This is the sermon that I gave on Sunday, May 12, which was Mothers' Day in the US.
Love Your
Enemies. Really?
Rev. Tom Sorenson,
Pastor
May 12, 2013
Scripture: Matthew
5:43-48
Let us pray: May the words of my mouth and the meditations
of all of our hearts be acceptable in your sight O God, our strength and our
redeemer. Amen.
I was going to start this sermon
by saying that no one ever said that being a Christian was easy, but as soon as
I thought that I realized that I couldn’t say it. It’s not true. A great many people think that being a
Christian is very easy. A great many pastors
and preachers present Christianity as being very easy. They say:
Realize you’re a sinner.
Repent. Accept Jesus Christ as
your personal Lord and Savior.
Done. Problem solved. You’re saved, and now you can relax. Easy.
So I can’t start this sermon by saying that no one ever said being a
Christian was easy. People make being a
Christian—of sorts at least—easy all the time.

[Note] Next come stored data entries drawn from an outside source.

PR #475, opened 2015-10-08
Fix to readGlobalFile (resolves #468)

### LINKED ISSUE #468: job.fileStore.readGlobalFile() should have an option to write to a specific temp dir obtained using job.fileStore.getLocalTempDir()
if a tool requires n inputs, we need them all to be in the same dir so the dir can be mounted to /data in a docker image. We cannot assume that job.fileStore.readGlobalFile() as it is right now will read all n files into the same directory

benedictpaten:
This fix follows the discussion with Arjun and Hannes.

Resolves #468

### DIFF
--- a/src/toil/job.py
+++ b/src/toil/job.py
@@ -478,22 +478,49 @@ class Job(object):
             #TODO: Make this work with the caching??
             return self.jobStore.writeFileStream(None if not cleanup else self.jobWrapper.jobStoreID)
         
-        def readGlobalFile(self, fileStoreID):
+        def readGlobalFile(self, fileStoreID, userPath=None):
             """
-            Returns a path to a local copy of the file keyed by fileStoreID. 
-            The file will be read only. 
+            Returns an absolute path to a local, temporary copy of the file 
+            keyed by fileStoreID. 
+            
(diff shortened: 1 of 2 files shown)


src/toil/job.py
```diff
@@ -478,22 +478,49 @@ def writeGlobalFileStream(self, cleanup=False):
...
+        def readGlobalFile(self, fileStoreID, userPath=None):
             """
-            Returns a path to a local copy of the file keyed by fileStoreID. 
-            The file will be read only. 
+            Returns an absolute path to a local, temporary copy of the file 
+            keyed by fileStoreID. 
+            
+            *The returned file will be read only (have permissions 444).* 
+            
+            userPath is a path to the name of file to which the global file will be
```
hannes-ucsc: Love the extensive documentation but we should use `:param:` tags if possible

hannes-ucsc:
With this change we should also roll back my workaround in the CWL runner.

hannes-ucsc:
And by my workaround I mean #466.

benedictpaten:
Closing in favor of PR #477, which use a properly named branch.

Which absolutely does not change
the fact that being a Christian, a real Christian, a truly faithful Christian,
isn’t easy. It just isn’t. It isn’t because being a Christian means more
than anything else following Jesus. Not believing the right things about him,
but following him. Believing in Jesus is
easy. Listening to him and living the
way he taught and showed us is hard.
It’s really hard. It’s really
hard because the life that he taught us and showed us turns everything we
understand about the world on its head.
Do you know what a revolutionary is?
A revolutionary is someone who wants the world to revolve, to turn. To turn upside down. Jesus was a revolutionary. That
kind of revolutionary. His teaching
turns the world upside down. He wants us
to turn our world upside down, and that’s not easy. It’s really, really hard.
Many of the things Jesus tells
us to do are hard, but today I want to talk to you about what may be hardest of
Jesus’ teachings of all. We just heard
it. “Love your enemies.” I don’t know what your reaction to that
teaching is, but mine is: Really? You’re telling me to love my enemies? Really?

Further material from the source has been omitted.